--- START ---
PR #12120, opened 2026-07-24
refactor(operator): move component reconciliation into a workload program

julienmancuso:
## Summary

This MR introduces the first concrete composition-first boundary in the `DynamoGraphDeployment` reconciler.

The common DGD reconciliation flow now:

1. Resolves shared reconciliation inputs.
2. Builds ephemeral `graphReconcileState`.
3. Selects one complete workload program.
4. Invokes that program once.
5. Applies the resulting common status.

The component pathway is implemented as `componentProgram`, which now owns the complete DCD graph reconciliation flow:

- DCD generation and synchronization
- checkpoint startup policy application
- preservation of the immutable DCD backend framework
- restart annotation propagation
- managed rolling-update orchestration
- readiness calculation and status aggregation

The Grove pathway remains behind a temporary adapter around the existing Grove reconciliation method. This preserves current behavior while establishing the seam for a later dedicated `groveProgram` extraction.

`graphReconcileState` remains intentionally ephemeral. Results are published back to the common reconciliation flow only after the selected program completes successfully.

This MR is stacked on #12115.

## Motivation

The DGD controller currently selects between workload implementations inside a shared reconciliation method. As more pathways and workload APIs are added, that structure makes the common controller increasingly aware of provider-specific behavior.

This change establishes a composition-first model where each pathway is represented by a complete reconciler rather than a collection of lifecycle callbacks.

The common controller owns shared DGD concerns, while the selected workload program owns its workload graph and reconciliation ordering.

## Design

The new boundary consists of:

- `graphReconcileState`: ephemeral inputs and outputs for one reconciliation
- `workloadProgram`: the contract implemented by a complete workload pathway
- `componentProgram`: the concrete DCD-based implementation
- `groveProgram`: a temporary adapter around the existing Grove implementation
- `selectWorkloadProgram`: centralized pathway selection

The program contract deliberately contains a single `Reconcile` method. This keeps ordering and policy decisions inside each complete pathway instead of exposing provider-specific hooks to the common controller.

The existing managed rolling-update helpers remain on `DynamoGraphDeploymentReconciler` for now, but `componentProgram` owns when and how they participate in the component reconciliation flow. Moving those helpers behind a narrower dependency boundary is deferred to a follow-up MR.

## Behavior and compatibility

This is intended to be a behavior-preserving refactor:

- Pathway selection semantics are unchanged.
- Existing DCD generation and synchronization behavior is unchanged.
- Checkpoint startup behavior is unchanged.
[...]

PR #12121, opened 2026-07-24
refactor(operator): move rollout control into workload programs

julienmancuso:
## Summary

This MR moves workload rollout control out of the outer `DynamoGraphDeployment` reconciliation flow and into the selected workload program.

After finalization, the outer DGD controller now:

1. Builds the ephemeral reconciliation state.
2. Selects exactly one workload program.
3. Invokes that program once.
4. Projects the successful result into DGD status.

Each concrete program composes its complete ordered reconciliation flow.

The component pathway now performs:

1. Worker-hash migration.
2. Managed or unsupported-path rollout handling.
3. Shared resource reconciliation.
4. Component-specific multinode validation.
5. Restart-state resolution.
6. DCD workload reconciliation.
7. Shared checkpoint-readiness and scaling-adapter processing.

The Grove pathway performs the equivalent composition while retaining its existing unsupported managed-rollout behavior and temporary Grove workload adapter.

This MR is stacked on the preceding workload-program MR.

## Motivation

The outer DGD controller previously selected the workload pathway in one place while independently deciding rollout behavior in another.

That left the common controller coupled to component-specific decisions such as:

- whether managed rolling updates are supported;
- when to initialize worker hashes;
- when to start or advance a rollout;
- how unsupported pathways acknowledge worker changes.

It also meant the selected workload program did not yet own its complete graph-level state machine.

This change makes rollout behavior part of each concrete program’s composition while keeping shared resource operations reusable and explicit.

### Complete workload programs

The `workloadProgram` contract remains a single `Reconcile` method. No provider lifecycle callbacks such as `Prepare`, `Render`, `Scale`, or `Cleanup` are added.

`componentProgram.Reconcile` and `groveProgram.Reconcile` explicitly compose their operations in order. Earlier operations enrich `graphReconcileState`; later operations consume those resolved values.

### Shared reconciliation steps

The former `reconcileResources` flow is split into focused shared operations:

- `reconcileProgramInputs` reconciles common resources and records resolved checkpoint and multinode information.
- `resolveProgramRestartState` computes restart state after pathway-specific validation.
- `reconcileProgramResult` applies checkpoint-readiness policy and reconciles scaling adapters.

These are concrete shared operations composed by each program, not hooks driven by a generic framework.

### Rollout ownership

`componentProgram` now decides whether a component deployment uses:

- the existing managed rolling-update state machine for single-node component workloads; or
- the existing unsupported-path worker-hash behavior for multinode component workloads.

`groveProgram` explicitly composes the unsupported-path worker-hash behavior.

The underlying rolling-update helper implementations remain on `DynamoGraphDeploymentReconciler` temporarily. This MR moves control-flow ownership without combining it with a large mechanical dependency/receiver migration.

### Failure semantics

Program-specific rollout failures retain their existing DGD failure reasons:

- `failed_to_migrate_worker_hash`
- `failed_to_initialize_worker_hash`
- `rolling_update_failed`

Other program failures retain `failed_to_reconcile_the_resources`.

A program publishes `state.Result` only after its entire reconciliation sequence succeeds. A rollout, shared-resource, workload, or post-processing error therefore cannot replace the last-known-good component or restart status with a partial result.

## Behavior and compatibility

This is intended to be a behavior-preserving refactor:

- Finalization remains owned by the outer DGD controller.
- The outer DGD controller remains the only DGD status writer.
- Workload-program selection semantics are unchanged.
- Managed rolling updates remain limited to single-node component workloads.
- Grove and multinode workloads retain their existing unsupported-path behavior.
- Worker-hash migration and compatibility behavior are unchanged.
- Rollout reconciliation still occurs before shared resource reconciliation.
- Component multinode validation still occurs before restart-state resolution.
- Checkpoint readiness and scaling-adapter ordering are unchanged.
- Rolling-update status continues to override the overall DGD state where applicable.
- Results are still projected only after successful resource reconciliation.

There are no CRD, rendered-resource, ownership, watch-registration, or persisted-state changes.

## Tests

Added or updated coverage for:

- component-owned managed-rollout selection;
- managed rollout startup for single-node workloads;
- unsupported-path behavior for multinode component workloads;
- Grove unsupported-path failure handling;
- preservation of the previous program result on rollout errors;
- preservation of rollout-specific failure reasons;
- workload adapters independently from the complete program composition;
- shared resource validation before workload reconciliation.

The existing rolling-update characterization suite remains unchanged apart from transferring the managed-rollout support predicate to `componentProgram`.

## Summary by CodeRabbit

* **Improvements**
  * Improved deployment reconciliation reliability and status reporting.
  * Added clearer handling for worker rollout, migration, and resource reconciliation failures.
  * Improved rolling-update tracking and completion behavior.
  * Added support for pathway-specific reconciliation and more consistent readiness reporting.

* **Tests**
  * Expanded coverage for reconciliation failures, status preservation, workload selection, and rolling updates.

### DIFF
--- a/deploy/operator/internal/controller/dynamographdeployment_program.go
+++ b/deploy/operator/internal/controller/dynamographdeployment_program.go
@@ -19,6 +19,7 @@ package controller
 
 import (
 	"context"
+	"errors"
 	"fmt"
 
 	nvidiacomv1alpha1 "github.com/ai-dynamo/dynamo/deploy/operator/api/v1alpha1"
@@ -42,6 +43,7 @@ type graphReconcileState struct {
 	DGD             *nvidiacomv1beta1.DynamoGraphDeployment
 	HasMultinode    bool
 	RestartState    *dynamo.RestartState
+	RestartStatus   *nvidiacomv1beta1.RestartStatus
 	CheckpointInfos map[string]*checkpoint.CheckpointInfo
 	Result          ReconcileResult
 }
@@ -52,6 +54,31 @@ type graphReconcileState struct {
 // lifecycle callbacks.
 type workloadProgram interface {
 	Reconcile(context.Context, *graphReconcileState) error
+}
+
+type workloadProgramFailure struct {
+	reason Reason
+	err    error
+}
+
+func (e *workloadProgramFailure) Error() string {
+	return e.err.Error()
+}
+
+func (e *workloadProgramFailure) Unwrap() error {
+	return e.err
+}
+
+func failWorkloadProgram(reason Reason, err error) error {
+	return &workloadProgramFailure{reason: reason, err: err}
+}
+
+func workloadProgramFailureReason(err error) (Reason, bool) {
+	var failure *workloadProgramFailure
+	if !errors.As(err, &failure) {
+		return "", false
+	}
+	return failure.reason, true
 }
 
 // groveReconcileFunc is the temporary strangler seam around the existing Grove
@@ -71,25 +98,52 @@ type componentProgram struct {
 	lwsEnabled bool
 }
 
+// Reconcile composes the complete component pathway. Each earlier operation
+// enriches the ephemeral state consumed by the later workload and result
+// operations; only the final successful result is published back to state.
 func (p *componentProgram) Reconcile(ctx context.Context, state *graphReconcileState) error {
 	log.FromContext(ctx).Info(
 		"Reconciling Dynamo components deployments",
-		"hasMultinode", state.HasMultinode,
+		"hasMultinode", state.DGD.HasAnyMultinodeComponent(),
 		"lwsEnabled", p.lwsEnabled,
 	)
 
-	result, err := p.reconcile(ctx, state)
+	if err := p.reconcileWorkerRollout(ctx, state.DGD); err != nil {
+		return err
+	}
+	if err := p.reconciler.reconcileProgramInputs(ctx, state); err != nil {
+		return err
+	}
+	if state.HasMultinode && !p.lwsEnabled {
+		err := fmt.Errorf("no multinode orchestrator available")
+		log.FromContext(ctx).Error(
+			err,
+			err.Error(),
+			"hasMultinode", state.HasMultinode,
+			"lwsEnabled", p.lwsEnabled,
+		)
+		return fmt.Errorf("failed to reconcile Dynamo components deployments: %w", err)
+	}
+	p.reconciler.resolveProgramRestartState(ctx, state)
+
+	result, err := p.reconcileWorkloads(ctx, state)
+	if err != nil {
+		return fmt.Errorf("failed to reconcile Dynamo components deployments: %w", err)
+	}
+	result, err = p.reconciler.reconcileProgramResult(ctx, state, result)
 	if err != nil {
 		return err
 	}
+
 	state.Result = result
 	return nil
 }
 
-// reconcile owns the component pathway's complete DCD graph reconciliation.
+// reconcileWorkloads owns the component pathway's complete DCD graph
+// reconciliation.
 // Managed rolling-update helpers remain on the DGD reconciler until their
 // dedicated extraction; this program owns when they participate in the flow.
-func (p *componentProgram) reconcile(
+func (p *componentProgram) reconcileWorkloads(
 	ctx context.Context,
 	state *graphReconcileState,
 ) (ReconcileResult, error) {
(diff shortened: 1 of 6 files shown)


sttts:
> **Disclosure:** This comment was prepared and posted by OpenAI Codex at @sttts's request after reviewing this PR on top of #12115 and #12120.

I think this PR makes the important architectural move in the right direction: the selected program now owns the order and timing of rollout preparation, shared reconciliation steps, restart resolution, workload reconciliation, and result processing. The outer DGD reconciler selects one program and invokes it once rather than driving provider hooks through a common lifecycle.

So this is not an objection to the composition-first direction. My concern is narrower: before this boundary becomes the contract between separately packaged programs, I would give the program invocation a clearer input/output shape.

The current contract is:

```go
type workloadProgram interface {
    Reconcile(context.Context, *graphReconcileState) error
}
```

`graphReconcileState` currently contains several different categories of data:

| Current field | Actual role | Natural home |
|---|---|---|
| `DGD` | Mutable primary object and user intent | `Request.DGD` |
| `HasMultinode` | Resolved fact | A typed intermediate result, or immutable request facts if already known |
| `CheckpointInfos` | Result of shared checkpoint reconciliation | A typed intermediate result consumed by later steps |
| `RestartState` | State derived after earlier reconciliation and validation | A local typed value passed to the workload step |
| `RestartStatus` | Desired DGD status output | `Result.Status.Restart` |
| `Result` | Program output | Returned `Result.Status` |

This makes `graphReconcileState` simultaneously the request, scratch space, temporal protocol, and result. The ordering is therefore encoded indirectly through field mutation: one operation must populate a field before another operation may consume it. Those temporal preconditions are not visible in the function signatures.

That is especially relevant to the design goal here. The program correctly owns the flow, but the shared mutable state makes part of that flow implicit again.

## Suggested program contract

I would follow controller-runtime's `Request` / `Result` terminology:

```go
type workloadProgram interface {
    Reconcile(
        context.Context,
        Request,
    ) (Result, error)
}

type Request struct {
    // DGD is the mutable primary object for this reconciliation.
    //
    // The program may mutate and directly persist non-status fields. Status
    // persistence remains owned by the outer DGD reconciler.
    DGD *nvidiacomv1beta1.DynamoGraphDeployment

    // Facts contains immutable observations that were genuinely resolved
    // independently of the selected program. This can initially be empty.
    Facts ResolvedFacts
}

type Result struct {
    // Standard controller-runtime requeue semantics.
    ctrl.Result

    // Status is the complete desired DGD status produced by the program.
    // The outer reconciler persists it once. Nil means that the program did
    // not produce a successful status result.
    Status *nvidiacomv1beta1.DynamoGraphDeploymentStatus
}
```

I do not think we need a generic `PrimaryMutation`. The DGD is explicitly the mutable primary object. Program-specific non-status mutations, such as worker-hash annotations, are uncommon and can be written directly by the program that owns them. Finalizer ownership remains with the outer controller.

Status is different because there should be exactly one status writer. The selected program returns the desired `DynamoGraphDeploymentStatus`; the outer DGD reconciler adds controller-owned fields and conditions such as `Ready`, `ObservedGeneration`, and any common condition projection, then performs one `Status().Update()`.

The current code already has this useful property: DGD conditions are accumulated in memory and there is one central DGD status update. The proposed result type makes that ownership part of the program contract rather than an implicit property of the enclosing reconciler.

Conceptually:

```go
programResult, err := program.Reconcile(ctx, Request{
    DGD: dgd,
})
if err != nil {
    return ctrl.Result{}, err
}

if programResult.Status != nil {
    dgd.Status = *programResult.Status
}

// Add controller-owned Ready/ObservedGeneration/common conditions in memory.
// The existing outer status path persists the complete status exactly once.
return programResult.Result, nil
```

## Keep derived state local and typed

I would not move the current `reconcileProgramInputs` flow back into the outer controller merely to populate `Request.Facts`. That would give part of the ordering back to the framework shell.

Instead, the concrete program should continue to decide when shared operations run, but those operations should return structured values rather than mutate a universal state blob:

```go
func (p *componentProgram) Reconcile(
    ctx context.Context,
    req Request,
) (Result, error) {
    inputs, err := p.reconcileInputs(ctx, req.DGD, req.Facts)
    if err != nil {
        return Result{}, err
    }

    if inputs.HasMultinode && !p.lwsEnabled {
        return Result{}, fmt.Errorf("no multinode orchestrator available")
    }

    restart := p.resolveRestart(req.DGD, inputs)

    workloads, err := p.reconcileWorkloads(ctx, componentWorkloadRequest{
        DGD:         req.DGD,
        Inputs:      inputs,
        Restart:     restart.State,
        Checkpoints: inputs.Checkpoints,
    })
    if err != nil {
        return Result{}, err
    }

    status := req.DGD.DeepCopy().Status
    applyComponentResult(&status, restart, workloads)

    return Result{
        Status: &status,
    }, nil
}
```

The exact intermediate types are less important than the direction: each value should state what has been established and what the next operation may rely on. `Request` is the primary object plus immutable observations; `Result` is the requeue decision plus the complete DGD status. Derived rollout, restart, checkpoint, and workload state stays local to the concrete program and appears in the signatures that consume it.

## Comparison

| Current PR | Suggested refinement |
|---|---|
| Program owns complete control flow | Unchanged |
| Outer controller selects and invokes one program | Unchanged |
| Outer controller owns finalization and the single DGD status write | Unchanged |
| Programs directly reconcile child/provider resources | Unchanged |
| Non-status DGD mutations happen in their owning program | Unchanged |
| Mutable `graphReconcileState` carries input, scratch state, and output | Separate `Request` and returned `Result` |
| Later steps rely on fields populated by earlier steps | Typed intermediate values make dependencies explicit |
| `ctrl.Result` cannot be returned by a program | Embedded in the program `Result` |

This should be a focused contract refactor, not an architectural rewrite. The implementation already lands on the composition-first side with respect to flow ownership. I would make this change before extracting Grove and the other pathways into separate packages, while the boundary is still package-private and inexpensive to change. Otherwise `graphReconcileState` is likely to harden into the long-term provider protocol.

julienmancuso:
@coderabbitai full review

julienmancuso:
thanks @sttts , that makes sense,
I updated the MR.
there is one intentional difference from the example contract: Result.Status can be non-nil together with an error.
This preserves status progress produced by an earlier successful step.
for example, starting a rolling update or resolving checkpoint status, when a later step encounters a transient error. The request DGD’s status is never mutated directly, the partial status still travels through the result and is persisted once by the high-level reconciler.
On a completely successful reconciliation, Result.Status is the complete desired status. On error, it represents the accumulated status up to the failing step, after which the high-level reconciler adds the failure/Ready condition.
Does that error-result semantic match what you had in mind, or would you prefer the stricter rule that Status must always be nil when returning an error?

deploy/operator/internal/controller/dynamographdeployment_program.go
```diff
@@ -31,27 +32,93 @@ import (
...
 
-// graphReconcileState is ephemeral state shared by the common DGD flow and the
-// selected workload program during one reconciliation. It is intentionally
-// small: dependencies belong to concrete programs, and provider-native API
-// objects must not be added here.
-type graphReconcileState struct {
+// resolvedFacts contains immutable observations resolved independently of the
+// selected workload program. It is intentionally empty until such a fact is
+// demonstrated; program-derived values remain typed locals.
+type resolvedFacts struct{}
```
sttts: **Disclosure: This comment was written by Codex as its interpretation of a discussion with Stefan; it is not Stefan’s text.**

I would remove both `resolvedFacts` and the `Facts` field from `workloadProgramRequest` for now.

The outer reconciler currently does not resolve any program-independent observations before selecting and invoking the program. All ephemeral computed state is intentionally derived inside the selected program and in sequence: `programInputs`, `programRestart`, the component rolling-update context, and Grove render inputs. There is therefore no concrete value that belongs in `Facts` today.

Keeping an empty placeholder anticipates an abstraction without a demonstrated contract and creates an obvious place for a generic state bag to grow back over time. The honest current boundary seems to be:

```go
type workloadProgramRequest struct {
    // DGD is the mutable primary object. Programs may persist non-status
    // mutations directly; proposed status is returned through Result.
    DGD *nvidiacomv1beta1.DynamoGraphDeployment
}
```

If a genuinely program-independent observation is later computed outside the selected program, we can add it then with a domain-specific type and name. Until that exists, the minimal request makes the ownership boundary clearer.

sttts (commented):
One request-contract simplification.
--- END ---
▶ [WORK TASK] From the entries above, write out only the lines starting at the line that holds "-19,6 +19,7 @@ package controller" and ending at the line that holds "workload and result", keeping both and matching them exactly.

▶ [EXERCISE RESULT]
@@ -19,6 +19,7 @@ package controller
 
 import (
 	"context"
+	"errors"
 	"fmt"
 
 	nvidiacomv1alpha1 "github.com/ai-dynamo/dynamo/deploy/operator/api/v1alpha1"
@@ -42,6 +43,7 @@ type graphReconcileState struct {
 	DGD             *nvidiacomv1beta1.DynamoGraphDeployment
 	HasMultinode    bool
 	RestartState    *dynamo.RestartState
+	RestartStatus   *nvidiacomv1beta1.RestartStatus
 	CheckpointInfos map[string]*checkpoint.CheckpointInfo
 	Result          ReconcileResult
 }
@@ -52,6 +54,31 @@ type graphReconcileState struct {
 // lifecycle callbacks.
 type workloadProgram interface {
 	Reconcile(context.Context, *graphReconcileState) error
+}
+
+type workloadProgramFailure struct {
+	reason Reason
+	err    error
+}
+
+func (e *workloadProgramFailure) Error() string {
+	return e.err.Error()
+}
+
+func (e *workloadProgramFailure) Unwrap() error {
+	return e.err
+}
+
+func failWorkloadProgram(reason Reason, err error) error {
+	return &workloadProgramFailure{reason: reason, err: err}
+}
+
+func workloadProgramFailureReason(err error) (Reason, bool) {
+	var failure *workloadProgramFailure
+	if !errors.As(err, &failure) {
+		return "", false
+	}
+	return failure.reason, true
 }
 
 // groveReconcileFunc is the temporary strangler seam around the existing Grove
@@ -71,25 +98,52 @@ type componentProgram struct {
 	lwsEnabled bool
 }
 
+// Reconcile composes the complete component pathway. Each earlier operation
+// enriches the ephemeral state consumed by the later workload and result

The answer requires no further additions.